What is the number of lines below that contain the string "path"? Give it and nothing else.

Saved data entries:

------------------------------------------------

PR #10514, opened 2024-04-12
[Bug #20423] Disallow anonymous block within argument forwarding

nobu:
https://bugs.ruby-lang.org/issues/20423


tenderlove:
Thank you!

PR #10527, opened 2024-04-15
[Universal parser] DeVALUE of p->debug_lines and ast->body.script_lines

hasumikin:
This patch is part of universal parser work.

## Summary
- Decouple VALUE from the members below:
  - `(struct parser_params *)->debug_lines`
  - `(rb_ast_t *)->body.script_lines`
- Instead, they are now `rb_parser_ary_t *`
  - They can also be a `(VALUE)FIXNUM` as before to hold line count
- `ISEQ_BODY(iseq)->variable.script_lines` remains VALUE
  - To do this,
  - Add `VALUE script_lines` param to `rb_iseq_new_with_opt()`
  - Introduce `rb_parser_build_script_lines_from()` to convert `rb_parser_ary_t *` into `VALUE` (`RArray`)

## Other points
- Extend `rb_parser_ary_t *`. It previously could only store `rb_parser_ast_token *`, now can store script_lines, too
- Change tactics of building the top-level `SCRIPT_LINES__` in `yycompile0()`
  - Before: While parsing, each line of the script is added to `SCRIPT_LINES__[path]`
  - After: After `yyparse(p)`, `SCRIPT_LINES__[path]` will be built from `p->debug_lines`
- Remove the second parameter of `rb_parser_set_script_lines()` to make it simple
- Introduce `script_lines_free()` to be called from `rb_ast_free()` because the GC no longer takes care of the script_lines
- Introduce `rb_parser_string_deep_copy()` in parse.y to maintain script_lines when `rb_ruby_parser_free()` called
  - Concerning this, please see *Future tasks* below

## Future tasks
- Decouple IMEMO from `rb_ast_t *`
  - This lifts the five-words-restriction of Ruby object,
  - So we will be able to move the ownership of the `lex.string_buffer` from parser to AST
  - Then we remove `rb_parser_string_deep_copy()` to avoid making duplicated objects

### DIFF
--- a/iseq.c
+++ b/iseq.c
@@ -834,20 +834,21 @@ rb_iseq_new(const rb_ast_body_t *ast, VALUE name, VALUE path, VALUE realpath,
             const rb_iseq_t *parent, enum rb_iseq_type type)
 {
     return rb_iseq_new_with_opt(ast, name, path, realpath, 0, parent,
-                                0, type, &COMPILE_OPTION_DEFAULT);
+                                0, type, &COMPILE_OPTION_DEFAULT,
+                                Qnil);
 }
 
 static int
 ast_line_count(const rb_ast_body_t *ast)
 {
-    if (ast->script_lines == Qfalse) {
+    if (ast->script_lines == NULL) {
         // this occurs when failed to parse the source code with a syntax error
         return 0;
     }
-    if (RB_TYPE_P(ast->script_lines, T_ARRAY)){
-        return (int)RARRAY_LEN(ast->script_lines);
+    if (!FIXNUM_P((VALUE)ast->script_lines)) {
+        return (int)ast->script_lines->len;
     }
-    return FIX2INT(ast->script_lines);
+    return FIX2INT((VALUE)ast->script_lines);
 }
 
 static VALUE
@@ -883,7 +884,8 @@ rb_iseq_new_top(const rb_ast_body_t *ast, VALUE name, VALUE path, VALUE realpath
     iseq_new_setup_coverage(path, ast, 0);
 
     return rb_iseq_new_with_opt(ast, name, path, realpath, 0, parent, 0,
-                                ISEQ_TYPE_TOP, &COMPILE_OPTION_DEFAULT);
+                                ISEQ_TYPE_TOP, &COMPILE_OPTION_DEFAULT,
+                                Qnil);
 }
 
 /**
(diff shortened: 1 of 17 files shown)


rubyparser.h
```diff
@@ -219,8 +219,14 @@ typedef struct rb_parser_ast_token {
...
  */
+enum rb_parser_ary_entry_type {
+    PARSER_ARY_ENTRY_AST_TOKEN,
+    PARSER_ARY_ENTRY_SCRIPT_LINE
+};
+
 typedef struct rb_parser_ary {
-    rb_parser_ast_token_t **data;
+    enum rb_parser_ary_entry_type entry_type;
+    void **data;
```
yui-knk, line 229: It might be better to give a name to `void *` like `typedef void* rb_parser_ary_data`.

iseq.c
```diff
@@ -974,13 +979,8 @@ rb_iseq_new_with_opt(const rb_ast_body_t *ast, VALUE name, VALUE path, VALUE rea
...
     }
 
-    VALUE script_lines = Qnil;
-
-    if (ast && !FIXNUM_P(ast->script_lines) && ast->script_lines) {
-        script_lines = ast->script_lines;
-    }
-    else if (parent) {
-        script_lines = ISEQ_BODY(parent)->variable.script_lines;
+    if (NIL_P(script_lines) && ast && ast->script_lines && !FIXNUM_P((VALUE)ast->script_lines)) {
```
yui-knk, line 982: Do we need to check `!FIXNUM_P(script_lines)` too?
By the way, is it possible to make the call of this function always pass meaningful value for `VALUE script_lines`? If so, no need to check

rubyparser.h
hasumikin: Also, I fixed ambiguity of `entry` and `data` by using `data`

iseq.c
hasumikin: I reverted the possible over-corrected code

node.c
```diff
@@ -344,18 +345,26 @@ iterate_node_values(rb_ast_t *ast, node_buffer_list_t *nb, node_itr_t * func, vo
...
-void
-rb_ast_mark_and_move(rb_ast_t *ast, bool reference_updating)
+static void
+script_lines_free(rb_ast_t *ast, rb_parser_ary_t *script_lines)
 {
-    if (ast->node_buffer) {
-        if (ast->body.script_lines) rb_gc_mark_and_move(&ast->body.script_lines);
+    for (long i = 0; i < script_lines->len; i++) {
+        rb_parser_string_t *str = (rb_parser_string_t *)script_lines->data[i];
+        xfree(str->ptr);
```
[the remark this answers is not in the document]
hasumikin: Got it, thanks!

yui-knk:
Thank you!

PR #10530, opened 2024-04-15
Specify Kernel#autoload? uses current namespace

gmcgibbon:
Related to https://bugs.ruby-lang.org/issues/20411

Because `Kernel#autoload?` uses the current namespace, it can lead to potentially confusing results. We should make it clearer that modules count as separate namespaces to lookup in.

cc @jeremyevans

### DIFF
--- a/load.c
+++ b/load.c
@@ -1532,7 +1532,7 @@ rb_f_autoload(VALUE obj, VALUE sym, VALUE file)
  *     autoload?(name, inherit=true)   -> String or nil
  *
  *  Returns _filename_ to be loaded if _name_ is registered as
- *  +autoload+ in the current namespae or one of its ancestors.
+ *  +autoload+ in the current namespace or one of its ancestors.
  *
  *     autoload(:B, "b")
  *     autoload?(:B)            #=> "b"
--- a/load.c
+++ b/load.c
@@ -1532,10 +1532,22 @@ rb_f_autoload(VALUE obj, VALUE sym, VALUE file)
  *     autoload?(name, inherit=true)   -> String or nil
  *
  *  Returns _filename_ to be loaded if _name_ is registered as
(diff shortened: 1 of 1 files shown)


load.c
```diff
@@ -1532,10 +1532,16 @@ rb_f_autoload(VALUE obj, VALUE sym, VALUE file)
  *     autoload?(name, inherit=true)   -> String or nil
  *
  *  Returns _filename_ to be loaded if _name_ is registered as
- *  +autoload+.
+ *  +autoload+ in the current namespae or one of its ancestors.
```
nobu, line 1535:
```suggestion
 *  +autoload+ in the current namespace or one of its ancestors.
```

load.c
```diff
@@ -1532,10 +1532,16 @@ rb_f_autoload(VALUE obj, VALUE sym, VALUE file)
...
  *  Returns _filename_ to be loaded if _name_ is registered as
- *  +autoload+.
+ *  +autoload+ in the current namespace or one of its ancestors.
  *
  *     autoload(:B, "b")
  *     autoload?(:B)            #=> "b"
+ *
+ *     module C
+ *       autoload(:D, "d")
+ *       autoload?(:D)          #=> "c"
```
jeremyevans, line 1542: The `"c"` should be `"d"`.

Additionally, this doesn't show an example for classes, only for modules.  I recommend adding a class example after the module example:

```ruby
class E
  autoload(:F, "f")
  autoload?(:F)      #=> "f"
  autoload?(:B)      #=> "b"
end
```

gmcgibbon:
Oops, I think I overwrote a commit. Let me restore it

load.c
gmcgibbon: Good idea. Added!

jeremyevans (approved):

PR #11397, opened 2024-08-17
[DOC] Tweaks for Array#clear

BurdetteLamar:


BurdetteLamar:
@peterzhu2118, there's some conditional code here that I don't understand;  are the examples adequate?

Also 

```
if (!ARY_EMBED_P(ary)) {
            rb_ary_unshare(ary);
            FL_SET_EMBED(ary);
            ARY_SET_EMBED_LEN(ary, 0);
        }
```
has no `else` clause;  is it possible that the array is not cleared?

peterzhu2118:
> has no else clause; is it possible that the array is not cleared?

Yeah, it's not possible for an array to be both embedded and shared (it would be a really bad bug if it was!). We already assert that the array cannot be shared and embedded:

https://github.com/ruby/ruby/blob/124f1754dfd7a53ad1f80d92b8c369f7d1cafd1e/internal/array.h#L86

I opened https://github.com/ruby/ruby/pull/11422 to fix this.

peterzhu2118 (approved):

PR #11398, opened 2024-08-17
[DOC] Tweaks for Array#collect

BurdetteLamar:


BurdetteLamar:
@peterzhu2118, I have used `map` in the example (as being the more common usage), but that's the alias.  Should we say `collect` instead?

peterzhu2118 (approved):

------------------------------------------------

» **OUTPUT FOR THIS TASK**: 8